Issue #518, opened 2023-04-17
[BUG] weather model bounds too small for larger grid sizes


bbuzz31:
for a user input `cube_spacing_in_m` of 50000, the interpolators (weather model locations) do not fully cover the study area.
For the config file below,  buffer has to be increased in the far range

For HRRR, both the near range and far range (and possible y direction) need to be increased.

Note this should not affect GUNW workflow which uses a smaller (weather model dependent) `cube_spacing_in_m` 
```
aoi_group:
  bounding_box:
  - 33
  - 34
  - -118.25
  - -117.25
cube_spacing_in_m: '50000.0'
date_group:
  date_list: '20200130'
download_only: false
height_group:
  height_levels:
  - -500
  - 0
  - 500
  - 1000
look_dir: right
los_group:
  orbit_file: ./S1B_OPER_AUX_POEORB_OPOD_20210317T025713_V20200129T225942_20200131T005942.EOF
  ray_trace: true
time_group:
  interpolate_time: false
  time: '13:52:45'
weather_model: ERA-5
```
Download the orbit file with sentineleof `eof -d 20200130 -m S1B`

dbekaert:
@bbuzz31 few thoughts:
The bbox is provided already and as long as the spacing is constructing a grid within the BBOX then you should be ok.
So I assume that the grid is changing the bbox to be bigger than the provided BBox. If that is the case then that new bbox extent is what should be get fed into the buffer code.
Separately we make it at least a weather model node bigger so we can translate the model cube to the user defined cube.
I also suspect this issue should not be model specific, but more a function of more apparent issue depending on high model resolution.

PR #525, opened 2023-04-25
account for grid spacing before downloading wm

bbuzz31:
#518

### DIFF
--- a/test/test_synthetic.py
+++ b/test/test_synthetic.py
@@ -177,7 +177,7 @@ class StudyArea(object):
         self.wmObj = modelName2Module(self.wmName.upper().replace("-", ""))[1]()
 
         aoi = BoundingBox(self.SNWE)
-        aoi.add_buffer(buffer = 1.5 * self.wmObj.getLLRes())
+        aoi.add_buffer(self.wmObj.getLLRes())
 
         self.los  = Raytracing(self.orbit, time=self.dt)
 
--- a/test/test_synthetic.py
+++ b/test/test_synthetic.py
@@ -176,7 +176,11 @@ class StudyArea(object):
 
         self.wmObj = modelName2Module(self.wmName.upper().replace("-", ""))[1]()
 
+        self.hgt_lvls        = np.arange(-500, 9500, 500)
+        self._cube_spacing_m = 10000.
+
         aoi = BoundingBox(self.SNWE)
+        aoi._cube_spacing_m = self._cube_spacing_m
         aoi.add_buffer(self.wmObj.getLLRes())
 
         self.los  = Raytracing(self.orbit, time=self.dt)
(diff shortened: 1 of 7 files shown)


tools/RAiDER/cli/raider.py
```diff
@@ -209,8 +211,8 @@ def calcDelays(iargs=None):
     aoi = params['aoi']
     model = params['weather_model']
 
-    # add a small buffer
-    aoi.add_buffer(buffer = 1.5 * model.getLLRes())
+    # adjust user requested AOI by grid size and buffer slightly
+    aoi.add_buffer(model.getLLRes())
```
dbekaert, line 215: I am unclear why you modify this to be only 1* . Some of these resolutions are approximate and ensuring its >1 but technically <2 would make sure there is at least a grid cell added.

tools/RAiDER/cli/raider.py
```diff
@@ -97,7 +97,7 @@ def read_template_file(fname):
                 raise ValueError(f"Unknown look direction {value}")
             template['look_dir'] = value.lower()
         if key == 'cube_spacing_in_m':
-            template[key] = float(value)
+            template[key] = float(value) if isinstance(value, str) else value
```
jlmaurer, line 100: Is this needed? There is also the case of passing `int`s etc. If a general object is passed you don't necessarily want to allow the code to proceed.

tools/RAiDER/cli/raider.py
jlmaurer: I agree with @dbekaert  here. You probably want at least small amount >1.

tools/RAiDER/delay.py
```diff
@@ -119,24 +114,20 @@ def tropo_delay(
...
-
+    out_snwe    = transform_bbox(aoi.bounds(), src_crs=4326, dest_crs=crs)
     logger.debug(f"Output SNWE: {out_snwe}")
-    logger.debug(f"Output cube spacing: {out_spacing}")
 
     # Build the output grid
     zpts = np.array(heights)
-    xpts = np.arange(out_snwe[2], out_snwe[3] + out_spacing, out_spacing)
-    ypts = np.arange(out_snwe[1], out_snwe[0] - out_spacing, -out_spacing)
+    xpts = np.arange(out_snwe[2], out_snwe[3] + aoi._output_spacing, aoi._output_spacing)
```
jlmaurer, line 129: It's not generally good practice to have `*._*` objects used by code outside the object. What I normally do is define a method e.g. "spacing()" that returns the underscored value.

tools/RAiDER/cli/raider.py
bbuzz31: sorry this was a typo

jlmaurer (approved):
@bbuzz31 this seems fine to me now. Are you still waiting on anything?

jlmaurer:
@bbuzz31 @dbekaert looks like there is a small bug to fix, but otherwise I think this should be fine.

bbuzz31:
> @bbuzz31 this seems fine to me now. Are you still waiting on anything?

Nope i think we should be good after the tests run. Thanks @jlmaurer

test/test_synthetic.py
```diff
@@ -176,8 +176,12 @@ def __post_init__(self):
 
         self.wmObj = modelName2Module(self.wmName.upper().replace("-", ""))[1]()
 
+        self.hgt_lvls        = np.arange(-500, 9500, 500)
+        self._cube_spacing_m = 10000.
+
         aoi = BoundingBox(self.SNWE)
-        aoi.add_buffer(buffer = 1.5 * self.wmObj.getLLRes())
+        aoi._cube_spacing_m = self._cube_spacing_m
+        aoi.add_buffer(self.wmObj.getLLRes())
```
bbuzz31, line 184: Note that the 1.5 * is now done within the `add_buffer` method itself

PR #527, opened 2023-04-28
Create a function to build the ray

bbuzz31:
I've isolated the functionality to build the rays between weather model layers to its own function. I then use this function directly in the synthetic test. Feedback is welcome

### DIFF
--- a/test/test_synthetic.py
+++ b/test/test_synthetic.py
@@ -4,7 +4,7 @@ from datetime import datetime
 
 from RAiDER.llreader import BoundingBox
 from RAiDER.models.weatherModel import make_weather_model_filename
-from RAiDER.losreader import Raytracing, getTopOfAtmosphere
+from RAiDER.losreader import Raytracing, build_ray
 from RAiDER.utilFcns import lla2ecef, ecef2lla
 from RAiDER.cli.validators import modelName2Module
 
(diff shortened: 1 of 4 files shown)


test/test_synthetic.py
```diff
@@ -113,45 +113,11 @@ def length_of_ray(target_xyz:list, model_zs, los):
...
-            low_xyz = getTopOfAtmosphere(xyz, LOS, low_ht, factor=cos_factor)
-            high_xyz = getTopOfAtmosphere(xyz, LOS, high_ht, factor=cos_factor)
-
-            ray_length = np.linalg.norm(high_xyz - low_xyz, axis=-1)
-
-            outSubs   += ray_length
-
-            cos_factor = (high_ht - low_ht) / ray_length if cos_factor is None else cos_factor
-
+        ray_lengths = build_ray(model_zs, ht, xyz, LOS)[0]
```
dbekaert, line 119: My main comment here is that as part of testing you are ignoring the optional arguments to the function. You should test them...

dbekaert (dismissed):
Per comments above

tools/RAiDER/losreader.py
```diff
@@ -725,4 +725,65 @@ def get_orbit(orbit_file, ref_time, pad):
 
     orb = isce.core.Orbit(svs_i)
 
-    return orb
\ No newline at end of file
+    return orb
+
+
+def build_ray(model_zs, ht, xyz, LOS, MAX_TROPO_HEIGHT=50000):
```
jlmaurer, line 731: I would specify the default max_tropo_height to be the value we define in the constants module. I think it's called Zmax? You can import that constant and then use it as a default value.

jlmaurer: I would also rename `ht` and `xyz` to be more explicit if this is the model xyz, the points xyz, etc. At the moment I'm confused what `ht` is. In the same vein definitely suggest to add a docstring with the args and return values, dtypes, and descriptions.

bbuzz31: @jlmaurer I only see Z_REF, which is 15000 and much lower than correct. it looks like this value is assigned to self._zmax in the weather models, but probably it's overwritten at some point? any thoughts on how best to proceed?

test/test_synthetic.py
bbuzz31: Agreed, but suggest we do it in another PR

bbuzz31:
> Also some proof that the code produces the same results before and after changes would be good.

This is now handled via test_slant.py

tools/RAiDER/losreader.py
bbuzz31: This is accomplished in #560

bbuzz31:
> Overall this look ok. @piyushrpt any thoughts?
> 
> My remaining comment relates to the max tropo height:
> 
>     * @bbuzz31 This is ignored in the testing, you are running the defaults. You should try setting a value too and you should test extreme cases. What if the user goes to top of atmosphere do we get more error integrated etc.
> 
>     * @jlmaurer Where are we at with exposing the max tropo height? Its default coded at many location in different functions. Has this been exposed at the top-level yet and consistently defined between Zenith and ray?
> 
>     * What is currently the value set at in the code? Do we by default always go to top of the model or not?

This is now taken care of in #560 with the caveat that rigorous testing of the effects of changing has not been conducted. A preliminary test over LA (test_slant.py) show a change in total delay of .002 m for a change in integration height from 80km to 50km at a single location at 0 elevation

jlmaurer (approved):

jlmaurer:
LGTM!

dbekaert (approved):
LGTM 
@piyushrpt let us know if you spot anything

• How to complete this task: In the data above, retype exactly and only the lines between the one holding "-177,7 +177,7 @@" and the one holding "-176,7 +176,11 @@", inclusive.

• Response area:
@@ -177,7 +177,7 @@ class StudyArea(object):
         self.wmObj = modelName2Module(self.wmName.upper().replace("-", ""))[1]()
 
         aoi = BoundingBox(self.SNWE)
-        aoi.add_buffer(buffer = 1.5 * self.wmObj.getLLRes())
+        aoi.add_buffer(self.wmObj.getLLRes())
 
         self.los  = Raytracing(self.orbit, time=self.dt)
 
--- a/test/test_synthetic.py
+++ b/test/test_synthetic.py
@@ -176,7 +176,11 @@ class StudyArea(object):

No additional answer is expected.